* [Task brief]: The answer must be every entry, given again word for word.

* [Saved data entries]:
==================================================

PR #283, opened 2022-04-11
CVSL-500: Caseload rules 

timharrison-moj:
* Remove the use of `releaseDate` as a driver for showing cases - this could bring in other types of licence (DTOs)
* Rely on `conditionalReleaseDate` or `confirmedReleaseDate` only
* Show recalls on case lists but make them unclickable - cannot create a licence - out of scope.
* Show BOTUS (breach of top-up supervision orders) cases on case lists but make them unclickable - cannot create a licence.
* Case list tests to confirm the above.

### DIFF
--- a/server/services/caseloadService.test.ts
+++ b/server/services/caseloadService.test.ts
@@ -139,21 +139,6 @@ describe('Caseload Service', () => {
           },
         ],
       },
-      {
-        deliusRecord: {
-          offenderCrn: 'X12352',
-        },
-        nomisRecord: {
-          prisonerNumber: 'AB1234M',
-          releaseDate: '2022-06-20',
-        },
-        licences: [
-          {
-            status: 'NOT_STARTED',
-            type: 'AP',
-          },
-        ],
-      },
     ])
   })
 
@@ -287,6 +272,7 @@ describe('Caseload Service', () => {
     ])
 
     const result = await serviceUnderTest.getTeamCreateCaseload(user)
+
     expect(communityService.getManagedOffendersByTeam).toHaveBeenNthCalledWith(1, 'teamA')
     expect(communityService.getManagedOffendersByTeam).toHaveBeenNthCalledWith(2, 'teamB')
     expect(result).toMatchObject([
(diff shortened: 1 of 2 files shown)


server/services/caseloadService.ts
```diff
@@ -79,10 +79,16 @@ export default class CaseloadService {
...
+          .filter(
+            offender =>
+              offender.conditionalReleaseDate &&
+              moment(offender.conditionalReleaseDate, 'YYYY-MM-DD').isSameOrAfter(moment(), 'day')
+          )
+          .filter(
+            offender =>
+              offender.conditionalReleaseDate &&
+              moment(offender.conditionalReleaseDate, 'YYYY-MM-DD').isBefore(moment().add(13, 'weeks'), 'day')
           )
```
smcveigh941, line 92: I know this is a temporary block... but people will still be filtered from OMU view if they dont have a CRD by these rules

smcveigh941:
The email prompt job filters by `conditionalReleaseDate` being within 13 weeks.. probably ought to also check `confirmedReleaseDate` in the job...

server/services/caseloadService.ts
smcveigh941: Maybe set a variable called date which == `offender.confirmedlReleaseDate || offender.conditionalReleaseDate` before doing the date checks

timharrison-moj: I saw this bit and did wonder - it duplicate the rules, but its to cut-down the numbers going into the next  functions temporarily.  Probably does need opening up in a similar way to the eligibility filter i.e. conditionalReleaseDate OR confirmedReleaseDate.

timharrison-moj: On it now.

server/services/caseloadService.ts
```diff
@@ -203,14 +213,7 @@ export default class CaseloadService {
...
       .filter(offender => !offender.nomisRecord.indeterminateSentence)
-      // TODO - Check with Jon on rules for filtering recalls
-      // .filter(offender => !offender.nomisRecord.recall)
-      .filter(
-        offender =>
-          offender.nomisRecord.conditionalReleaseDate ||
-          offender.nomisRecord.releaseDate ||
-          offender.nomisRecord.confirmedReleaseDate
-      )
+      .filter(offender => offender.nomisRecord.conditionalReleaseDate || offender.nomisRecord.confirmedReleaseDate)
```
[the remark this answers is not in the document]
timharrison-moj: I'll do this as part of change below.

server/services/caseloadService.test.ts
```diff
@@ -139,21 +139,6 @@ describe('Caseload Service', () => {
...
-          prisonerNumber: 'AB1234M',
-          releaseDate: '2022-06-20',
-        },
-        licences: [
-          {
-            status: 'NOT_STARTED',
-            type: 'AP',
-          },
-        ],
-      },
```
smcveigh941, line 156: Now filtered because of the recall rule :+1:

server/services/caseloadService.ts
```diff
@@ -78,12 +78,15 @@ export default class CaseloadService {
...
-          )
+        return caseload.filter(
+          offender =>
+            (offender.conditionalReleaseDate &&
+              moment(offender.conditionalReleaseDate, 'YYYY-MM-DD').isSameOrAfter(moment(), 'day') &&
+              moment(offender.conditionalReleaseDate, 'YYYY-MM-DD').isBefore(moment().add(13, 'weeks'), 'day')) ||
+            (offender.confirmedReleaseDate &&
+              moment(offender.confirmedReleaseDate, 'YYYY-MM-DD').isSameOrAfter(moment(), 'day') &&
+              moment(offender.confirmedReleaseDate, 'YYYY-MM-DD').isBefore(moment().add(13, 'weeks'), 'day'))
+        )
```
smcveigh941, line 89: Instead of having to check both dates everywhere, I am thinking of putting a `releaseDate` field on the `ManagedCase` type which is a composite of the various dates (i.e. the most relevent one). This should simplify the code a bit. Its a future improvement though

smcveigh941 (approved):
LGTM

==================================================

* [Task result]:
PR #283, opened 2022-04-11
CVSL-500: Caseload rules 

timharrison-moj:
* Remove the use of `releaseDate` as a driver for showing cases - this could bring in other types of licence (DTOs)
* Rely on `conditionalReleaseDate` or `confirmedReleaseDate` only
* Show recalls on case lists but make them unclickable - cannot create a licence - out of scope.
* Show BOTUS (breach of top-up supervision orders) cases on case lists but make them unclickable - cannot create a licence.
* Case list tests to confirm the above.

### DIFF
--- a/server/services/caseloadService.test.ts
+++ b/server/services/caseloadService.test.ts
@@ -139,21 +139,6 @@ describe('Caseload Service', () => {
           },
         ],
       },
-      {
-        deliusRecord: {
-          offenderCrn: 'X12352',
-        },
-        nomisRecord: {
-          prisonerNumber: 'AB1234M',
-          releaseDate: '2022-06-20',
-        },
-        licences: [
-          {
-            status: 'NOT_STARTED',
-            type: 'AP',
-          },
-        ],
-      },
     ])
   })
 
@@ -287,6 +272,7 @@ describe('Caseload Service', () => {
     ])
 
     const result = await serviceUnderTest.getTeamCreateCaseload(user)
+
     expect(communityService.getManagedOffendersByTeam).toHaveBeenNthCalledWith(1, 'teamA')
     expect(communityService.getManagedOffendersByTeam).toHaveBeenNthCalledWith(2, 'teamB')
     expect(result).toMatchObject([
(diff shortened: 1 of 2 files shown)


server/services/caseloadService.ts
```diff
@@ -79,10 +79,16 @@ export default class CaseloadService {
...
+          .filter(
+            offender =>
+              offender.conditionalReleaseDate &&
+              moment(offender.conditionalReleaseDate, 'YYYY-MM-DD').isSameOrAfter(moment(), 'day')
+          )
+          .filter(
+            offender =>
+              offender.conditionalReleaseDate &&
+              moment(offender.conditionalReleaseDate, 'YYYY-MM-DD').isBefore(moment().add(13, 'weeks'), 'day')
           )
```
smcveigh941, line 92: I know this is a temporary block... but people will still be filtered from OMU view if they dont have a CRD by these rules

smcveigh941:
The email prompt job filters by `conditionalReleaseDate` being within 13 weeks.. probably ought to also check `confirmedReleaseDate` in the job...

server/services/caseloadService.ts
smcveigh941: Maybe set a variable called date which == `offender.confirmedlReleaseDate || offender.conditionalReleaseDate` before doing the date checks

timharrison-moj: I saw this bit and did wonder - it duplicate the rules, but its to cut-down the numbers going into the next  functions temporarily.  Probably does need opening up in a similar way to the eligibility filter i.e. conditionalReleaseDate OR confirmedReleaseDate.

timharrison-moj: On it now.

server/services/caseloadService.ts
```diff
@@ -203,14 +213,7 @@ export default class CaseloadService {
...
       .filter(offender => !offender.nomisRecord.indeterminateSentence)
-      // TODO - Check with Jon on rules for filtering recalls
-      // .filter(offender => !offender.nomisRecord.recall)
-      .filter(
-        offender =>
-          offender.nomisRecord.conditionalReleaseDate ||
-          offender.nomisRecord.releaseDate ||
-          offender.nomisRecord.confirmedReleaseDate
-      )
+      .filter(offender => offender.nomisRecord.conditionalReleaseDate || offender.nomisRecord.confirmedReleaseDate)
```
[the remark this answers is not in the document]
timharrison-moj: I'll do this as part of change below.

server/services/caseloadService.test.ts
```diff
@@ -139,21 +139,6 @@ describe('Caseload Service', () => {
...
-          prisonerNumber: 'AB1234M',
-          releaseDate: '2022-06-20',
-        },
-        licences: [
-          {
-            status: 'NOT_STARTED',
-            type: 'AP',
-          },
-        ],
-      },
```
smcveigh941, line 156: Now filtered because of the recall rule :+1:

server/services/caseloadService.ts
```diff
@@ -78,12 +78,15 @@ export default class CaseloadService {
...
-          )
+        return caseload.filter(
+          offender =>
+            (offender.conditionalReleaseDate &&
+              moment(offender.conditionalReleaseDate, 'YYYY-MM-DD').isSameOrAfter(moment(), 'day') &&
+              moment(offender.conditionalReleaseDate, 'YYYY-MM-DD').isBefore(moment().add(13, 'weeks'), 'day')) ||
+            (offender.confirmedReleaseDate &&
+              moment(offender.confirmedReleaseDate, 'YYYY-MM-DD').isSameOrAfter(moment(), 'day') &&
+              moment(offender.confirmedReleaseDate, 'YYYY-MM-DD').isBefore(moment().add(13, 'weeks'), 'day'))
+        )
```
smcveigh941, line 89: Instead of having to check both dates everywhere, I am thinking of putting a `releaseDate` field on the `ManagedCase` type which is a composite of the various dates (i.e. the most relevent one). This should simplify the code a bit. Its a future improvement though

smcveigh941 (approved):
LGTM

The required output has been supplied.